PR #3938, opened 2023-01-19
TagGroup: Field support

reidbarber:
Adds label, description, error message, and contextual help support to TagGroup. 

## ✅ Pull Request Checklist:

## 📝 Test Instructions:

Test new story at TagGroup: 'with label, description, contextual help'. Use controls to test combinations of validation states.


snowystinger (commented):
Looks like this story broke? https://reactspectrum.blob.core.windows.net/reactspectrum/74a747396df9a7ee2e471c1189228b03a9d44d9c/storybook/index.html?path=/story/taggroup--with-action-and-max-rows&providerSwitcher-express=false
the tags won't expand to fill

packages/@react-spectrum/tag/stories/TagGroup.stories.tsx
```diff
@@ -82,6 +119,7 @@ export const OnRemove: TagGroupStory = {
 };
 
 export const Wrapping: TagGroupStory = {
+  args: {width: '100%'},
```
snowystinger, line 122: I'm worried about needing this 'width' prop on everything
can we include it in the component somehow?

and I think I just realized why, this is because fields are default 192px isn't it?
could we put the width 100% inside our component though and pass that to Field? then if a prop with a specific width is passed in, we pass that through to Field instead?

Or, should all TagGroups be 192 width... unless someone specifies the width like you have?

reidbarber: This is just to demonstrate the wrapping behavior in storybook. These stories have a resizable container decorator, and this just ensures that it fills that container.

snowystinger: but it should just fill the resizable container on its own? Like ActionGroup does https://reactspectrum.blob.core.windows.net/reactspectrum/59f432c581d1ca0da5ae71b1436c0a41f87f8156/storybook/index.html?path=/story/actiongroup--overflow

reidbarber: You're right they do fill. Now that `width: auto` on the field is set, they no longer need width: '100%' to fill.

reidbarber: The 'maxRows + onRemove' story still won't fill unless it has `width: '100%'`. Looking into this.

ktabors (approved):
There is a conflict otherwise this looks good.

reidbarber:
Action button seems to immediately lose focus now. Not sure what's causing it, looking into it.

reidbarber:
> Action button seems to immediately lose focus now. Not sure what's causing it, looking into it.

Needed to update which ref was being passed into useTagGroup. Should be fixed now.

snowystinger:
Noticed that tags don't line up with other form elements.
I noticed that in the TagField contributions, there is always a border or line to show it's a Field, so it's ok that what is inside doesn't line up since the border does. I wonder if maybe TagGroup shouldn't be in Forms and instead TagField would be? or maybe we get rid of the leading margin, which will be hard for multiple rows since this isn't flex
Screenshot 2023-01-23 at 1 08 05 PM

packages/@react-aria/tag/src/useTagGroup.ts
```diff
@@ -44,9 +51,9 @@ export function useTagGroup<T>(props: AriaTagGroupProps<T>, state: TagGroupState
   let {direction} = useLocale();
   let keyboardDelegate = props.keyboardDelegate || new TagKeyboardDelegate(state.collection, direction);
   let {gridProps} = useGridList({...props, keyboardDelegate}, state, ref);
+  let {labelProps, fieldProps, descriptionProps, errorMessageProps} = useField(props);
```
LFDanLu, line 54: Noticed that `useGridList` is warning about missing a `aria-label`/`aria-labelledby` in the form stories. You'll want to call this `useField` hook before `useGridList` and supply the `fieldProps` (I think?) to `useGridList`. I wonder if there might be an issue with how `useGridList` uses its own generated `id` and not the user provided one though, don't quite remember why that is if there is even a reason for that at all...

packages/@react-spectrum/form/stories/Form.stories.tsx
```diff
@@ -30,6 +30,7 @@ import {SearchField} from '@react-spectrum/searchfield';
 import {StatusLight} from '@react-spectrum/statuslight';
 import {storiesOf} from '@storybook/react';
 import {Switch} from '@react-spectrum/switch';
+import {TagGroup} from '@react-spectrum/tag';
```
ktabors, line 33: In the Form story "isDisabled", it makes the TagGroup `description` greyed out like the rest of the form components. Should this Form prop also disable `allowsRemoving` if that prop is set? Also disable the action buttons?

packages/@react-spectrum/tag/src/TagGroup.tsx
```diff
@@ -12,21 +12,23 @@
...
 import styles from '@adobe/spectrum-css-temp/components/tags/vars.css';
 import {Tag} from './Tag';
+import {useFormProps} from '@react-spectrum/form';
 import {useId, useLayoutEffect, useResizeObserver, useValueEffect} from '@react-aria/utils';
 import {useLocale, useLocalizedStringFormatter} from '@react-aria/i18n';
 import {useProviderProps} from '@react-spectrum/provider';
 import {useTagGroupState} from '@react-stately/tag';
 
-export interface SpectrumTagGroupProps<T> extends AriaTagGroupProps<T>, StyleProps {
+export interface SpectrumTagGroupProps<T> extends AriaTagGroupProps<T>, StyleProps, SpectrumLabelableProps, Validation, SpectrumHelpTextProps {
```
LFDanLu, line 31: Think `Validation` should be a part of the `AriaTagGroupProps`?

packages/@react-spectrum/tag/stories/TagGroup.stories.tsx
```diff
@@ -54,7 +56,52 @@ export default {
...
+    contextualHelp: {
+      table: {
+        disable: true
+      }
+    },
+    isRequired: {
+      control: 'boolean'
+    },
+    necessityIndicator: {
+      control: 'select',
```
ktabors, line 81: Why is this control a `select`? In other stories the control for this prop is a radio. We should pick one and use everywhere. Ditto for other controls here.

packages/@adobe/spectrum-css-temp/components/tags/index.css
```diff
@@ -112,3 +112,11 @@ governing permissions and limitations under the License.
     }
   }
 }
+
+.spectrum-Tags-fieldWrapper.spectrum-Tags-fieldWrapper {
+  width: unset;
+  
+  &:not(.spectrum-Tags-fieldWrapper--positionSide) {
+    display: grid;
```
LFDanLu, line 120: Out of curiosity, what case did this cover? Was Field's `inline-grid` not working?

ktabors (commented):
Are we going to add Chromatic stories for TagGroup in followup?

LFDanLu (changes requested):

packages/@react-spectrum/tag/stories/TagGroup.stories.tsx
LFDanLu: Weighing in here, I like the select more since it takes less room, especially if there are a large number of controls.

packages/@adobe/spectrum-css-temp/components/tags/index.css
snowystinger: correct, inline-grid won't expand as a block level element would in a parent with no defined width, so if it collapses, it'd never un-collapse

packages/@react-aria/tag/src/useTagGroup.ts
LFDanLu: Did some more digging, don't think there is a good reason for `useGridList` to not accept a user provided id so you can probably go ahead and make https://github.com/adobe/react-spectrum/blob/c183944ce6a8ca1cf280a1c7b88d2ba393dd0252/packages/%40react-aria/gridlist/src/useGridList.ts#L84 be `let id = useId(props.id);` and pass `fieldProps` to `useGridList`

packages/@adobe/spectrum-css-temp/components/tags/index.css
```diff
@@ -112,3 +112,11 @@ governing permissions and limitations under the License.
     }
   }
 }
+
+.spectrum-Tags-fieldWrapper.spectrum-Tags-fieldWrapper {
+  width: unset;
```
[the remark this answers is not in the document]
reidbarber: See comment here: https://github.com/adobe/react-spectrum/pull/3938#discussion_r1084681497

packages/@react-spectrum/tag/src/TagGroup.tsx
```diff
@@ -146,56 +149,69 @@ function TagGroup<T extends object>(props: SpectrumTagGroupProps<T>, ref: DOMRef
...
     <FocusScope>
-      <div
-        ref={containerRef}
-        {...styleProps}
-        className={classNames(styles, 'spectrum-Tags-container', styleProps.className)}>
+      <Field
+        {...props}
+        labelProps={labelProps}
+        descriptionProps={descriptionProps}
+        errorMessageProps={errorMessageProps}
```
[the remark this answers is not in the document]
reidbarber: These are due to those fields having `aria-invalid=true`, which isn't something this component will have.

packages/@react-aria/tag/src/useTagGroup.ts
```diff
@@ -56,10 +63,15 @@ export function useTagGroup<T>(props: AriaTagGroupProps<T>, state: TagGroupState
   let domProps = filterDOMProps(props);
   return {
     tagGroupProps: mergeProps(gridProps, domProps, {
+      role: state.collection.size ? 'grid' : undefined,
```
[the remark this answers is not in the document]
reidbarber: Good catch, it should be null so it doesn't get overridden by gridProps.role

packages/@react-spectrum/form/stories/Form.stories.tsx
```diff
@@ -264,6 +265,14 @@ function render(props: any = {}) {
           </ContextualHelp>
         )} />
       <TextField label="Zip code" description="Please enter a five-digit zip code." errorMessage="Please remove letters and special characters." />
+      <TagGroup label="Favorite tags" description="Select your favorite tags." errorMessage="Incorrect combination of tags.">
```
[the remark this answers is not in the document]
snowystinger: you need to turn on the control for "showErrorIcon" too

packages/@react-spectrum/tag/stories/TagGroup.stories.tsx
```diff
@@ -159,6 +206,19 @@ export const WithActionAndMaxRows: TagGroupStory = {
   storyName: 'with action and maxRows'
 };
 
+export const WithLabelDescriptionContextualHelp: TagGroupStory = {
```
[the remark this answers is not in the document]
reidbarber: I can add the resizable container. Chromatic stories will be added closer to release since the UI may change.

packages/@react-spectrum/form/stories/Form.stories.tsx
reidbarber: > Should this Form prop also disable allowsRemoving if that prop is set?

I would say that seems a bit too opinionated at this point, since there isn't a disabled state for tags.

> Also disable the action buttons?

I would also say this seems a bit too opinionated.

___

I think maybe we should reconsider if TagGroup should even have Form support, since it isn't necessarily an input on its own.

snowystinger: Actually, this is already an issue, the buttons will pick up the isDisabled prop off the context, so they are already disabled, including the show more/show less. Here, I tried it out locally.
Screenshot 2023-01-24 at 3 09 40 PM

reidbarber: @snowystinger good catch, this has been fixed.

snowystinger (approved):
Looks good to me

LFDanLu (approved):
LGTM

Exercise goal: Note each line above that holds "labelProps", then copy all of them.

Exercise answer:
+  let {labelProps, fieldProps, descriptionProps, errorMessageProps} = useField(props);
+        labelProps={labelProps}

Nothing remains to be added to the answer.